ABOUT THIS TASK: These entries are to be set down again exactly.

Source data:
------------------------------------

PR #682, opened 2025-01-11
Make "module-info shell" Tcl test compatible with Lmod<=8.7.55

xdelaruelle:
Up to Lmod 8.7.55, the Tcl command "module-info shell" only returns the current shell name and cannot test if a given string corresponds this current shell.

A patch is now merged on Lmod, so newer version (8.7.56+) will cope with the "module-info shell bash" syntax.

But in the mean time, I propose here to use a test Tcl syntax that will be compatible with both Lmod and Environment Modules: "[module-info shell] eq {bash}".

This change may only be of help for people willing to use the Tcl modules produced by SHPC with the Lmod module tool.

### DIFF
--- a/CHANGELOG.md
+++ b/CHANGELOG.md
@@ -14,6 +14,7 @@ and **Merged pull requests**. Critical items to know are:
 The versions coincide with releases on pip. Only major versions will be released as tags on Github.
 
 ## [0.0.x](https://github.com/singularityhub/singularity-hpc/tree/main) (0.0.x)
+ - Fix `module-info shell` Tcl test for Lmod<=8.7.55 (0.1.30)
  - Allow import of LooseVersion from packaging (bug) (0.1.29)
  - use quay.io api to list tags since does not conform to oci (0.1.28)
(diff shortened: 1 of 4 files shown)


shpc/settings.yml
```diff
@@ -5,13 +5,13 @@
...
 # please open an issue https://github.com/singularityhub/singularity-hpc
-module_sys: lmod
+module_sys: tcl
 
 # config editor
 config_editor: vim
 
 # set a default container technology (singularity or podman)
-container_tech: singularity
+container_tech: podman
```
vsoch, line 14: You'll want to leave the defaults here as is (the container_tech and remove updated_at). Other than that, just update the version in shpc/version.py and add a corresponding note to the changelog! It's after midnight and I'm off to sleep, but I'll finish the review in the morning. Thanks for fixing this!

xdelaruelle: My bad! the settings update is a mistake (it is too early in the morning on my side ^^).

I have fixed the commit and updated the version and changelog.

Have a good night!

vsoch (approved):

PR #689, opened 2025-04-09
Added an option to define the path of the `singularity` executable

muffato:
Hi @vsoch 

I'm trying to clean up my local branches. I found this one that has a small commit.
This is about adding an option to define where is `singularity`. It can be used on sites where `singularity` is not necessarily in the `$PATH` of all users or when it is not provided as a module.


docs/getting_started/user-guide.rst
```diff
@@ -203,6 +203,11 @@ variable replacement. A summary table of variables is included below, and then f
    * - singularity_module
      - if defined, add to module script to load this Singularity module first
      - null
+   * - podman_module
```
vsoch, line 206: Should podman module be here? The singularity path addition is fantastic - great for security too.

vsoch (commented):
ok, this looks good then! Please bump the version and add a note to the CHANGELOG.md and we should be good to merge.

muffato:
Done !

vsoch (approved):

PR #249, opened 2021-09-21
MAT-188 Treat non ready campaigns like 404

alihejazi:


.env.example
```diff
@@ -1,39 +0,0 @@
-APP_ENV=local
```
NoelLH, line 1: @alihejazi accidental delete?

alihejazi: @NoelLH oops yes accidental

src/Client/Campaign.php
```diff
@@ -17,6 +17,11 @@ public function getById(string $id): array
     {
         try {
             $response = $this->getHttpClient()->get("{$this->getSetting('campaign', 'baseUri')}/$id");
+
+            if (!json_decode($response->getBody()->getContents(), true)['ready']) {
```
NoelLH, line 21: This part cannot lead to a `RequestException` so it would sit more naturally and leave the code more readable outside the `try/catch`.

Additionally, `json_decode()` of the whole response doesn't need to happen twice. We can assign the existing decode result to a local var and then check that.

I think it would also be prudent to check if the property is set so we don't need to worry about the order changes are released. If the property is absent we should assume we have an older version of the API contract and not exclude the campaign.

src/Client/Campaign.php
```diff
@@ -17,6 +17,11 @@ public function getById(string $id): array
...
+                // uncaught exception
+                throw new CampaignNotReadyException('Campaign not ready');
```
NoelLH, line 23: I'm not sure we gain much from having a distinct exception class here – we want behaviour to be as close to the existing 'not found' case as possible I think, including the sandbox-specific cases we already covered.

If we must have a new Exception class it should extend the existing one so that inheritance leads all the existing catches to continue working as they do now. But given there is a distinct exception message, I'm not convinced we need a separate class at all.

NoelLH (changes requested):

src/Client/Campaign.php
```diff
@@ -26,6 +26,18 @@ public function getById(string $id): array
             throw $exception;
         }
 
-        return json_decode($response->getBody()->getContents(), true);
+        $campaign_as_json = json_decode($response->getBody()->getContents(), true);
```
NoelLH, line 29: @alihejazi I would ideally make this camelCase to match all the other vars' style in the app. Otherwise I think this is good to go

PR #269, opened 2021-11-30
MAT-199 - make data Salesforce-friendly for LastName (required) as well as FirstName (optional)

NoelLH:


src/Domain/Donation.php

------------------------------------

ANSWER AREA:
PR #682, opened 2025-01-11
Make "module-info shell" Tcl test compatible with Lmod<=8.7.55

xdelaruelle:
Up to Lmod 8.7.55, the Tcl command "module-info shell" only returns the current shell name and cannot test if a given string corresponds this current shell.

A patch is now merged on Lmod, so newer version (8.7.56+) will cope with the "module-info shell bash" syntax.

But in the mean time, I propose here to use a test Tcl syntax that will be compatible with both Lmod and Environment Modules: "[module-info shell] eq {bash}".

This change may only be of help for people willing to use the Tcl modules produced by SHPC with the Lmod module tool.

### DIFF
--- a/CHANGELOG.md
+++ b/CHANGELOG.md
@@ -14,6 +14,7 @@ and **Merged pull requests**. Critical items to know are:
 The versions coincide with releases on pip. Only major versions will be released as tags on Github.
 
 ## [0.0.x](https://github.com/singularityhub/singularity-hpc/tree/main) (0.0.x)
+ - Fix `module-info shell` Tcl test for Lmod<=8.7.55 (0.1.30)
  - Allow import of LooseVersion from packaging (bug) (0.1.29)
  - use quay.io api to list tags since does not conform to oci (0.1.28)
(diff shortened: 1 of 4 files shown)


shpc/settings.yml
```diff
@@ -5,13 +5,13 @@
...
 # please open an issue https://github.com/singularityhub/singularity-hpc
-module_sys: lmod
+module_sys: tcl
 
 # config editor
 config_editor: vim
 
 # set a default container technology (singularity or podman)
-container_tech: singularity
+container_tech: podman
```
vsoch, line 14: You'll want to leave the defaults here as is (the container_tech and remove updated_at). Other than that, just update the version in shpc/version.py and add a corresponding note to the changelog! It's after midnight and I'm off to sleep, but I'll finish the review in the morning. Thanks for fixing this!

xdelaruelle: My bad! the settings update is a mistake (it is too early in the morning on my side ^^).

I have fixed the commit and updated the version and changelog.

Have a good night!

vsoch (approved):

PR #689, opened 2025-04-09
Added an option to define the path of the `singularity` executable

muffato:
Hi @vsoch 

I'm trying to clean up my local branches. I found this one that has a small commit.
This is about adding an option to define where is `singularity`. It can be used on sites where `singularity` is not necessarily in the `$PATH` of all users or when it is not provided as a module.


docs/getting_started/user-guide.rst
```diff
@@ -203,6 +203,11 @@ variable replacement. A summary table of variables is included below, and then f
    * - singularity_module
      - if defined, add to module script to load this Singularity module first
      - null
+   * - podman_module
```
vsoch, line 206: Should podman module be here? The singularity path addition is fantastic - great for security too.

vsoch (commented):
ok, this looks good then! Please bump the version and add a note to the CHANGELOG.md and we should be good to merge.

muffato:
Done !

vsoch (approved):

PR #249, opened 2021-09-21
MAT-188 Treat non ready campaigns like 404

alihejazi:


.env.example
```diff
@@ -1,39 +0,0 @@
-APP_ENV=local
```
NoelLH, line 1: @alihejazi accidental delete?

alihejazi: @NoelLH oops yes accidental

src/Client/Campaign.php
```diff
@@ -17,6 +17,11 @@ public function getById(string $id): array
     {
         try {
             $response = $this->getHttpClient()->get("{$this->getSetting('campaign', 'baseUri')}/$id");
+
+            if (!json_decode($response->getBody()->getContents(), true)['ready']) {
```
NoelLH, line 21: This part cannot lead to a `RequestException` so it would sit more naturally and leave the code more readable outside the `try/catch`.

Additionally, `json_decode()` of the whole response doesn't need to happen twice. We can assign the existing decode result to a local var and then check that.

I think it would also be prudent to check if the property is set so we don't need to worry about the order changes are released. If the property is absent we should assume we have an older version of the API contract and not exclude the campaign.

src/Client/Campaign.php
```diff
@@ -17,6 +17,11 @@ public function getById(string $id): array
...
+                // uncaught exception
+                throw new CampaignNotReadyException('Campaign not ready');
```
NoelLH, line 23: I'm not sure we gain much from having a distinct exception class here – we want behaviour to be as close to the existing 'not found' case as possible I think, including the sandbox-specific cases we already covered.

If we must have a new Exception class it should extend the existing one so that inheritance leads all the existing catches to continue working as they do now. But given there is a distinct exception message, I'm not convinced we need a separate class at all.

NoelLH (changes requested):

src/Client/Campaign.php
```diff
@@ -26,6 +26,18 @@ public function getById(string $id): array
             throw $exception;
         }
 
-        return json_decode($response->getBody()->getContents(), true);
+        $campaign_as_json = json_decode($response->getBody()->getContents(), true);
```
NoelLH, line 29: @alihejazi I would ideally make this camelCase to match all the other vars' style in the app. Otherwise I think this is good to go

PR #269, opened 2021-11-30
MAT-199 - make data Salesforce-friendly for LastName (required) as well as FirstName (optional)

NoelLH:


src/Domain/Donation.php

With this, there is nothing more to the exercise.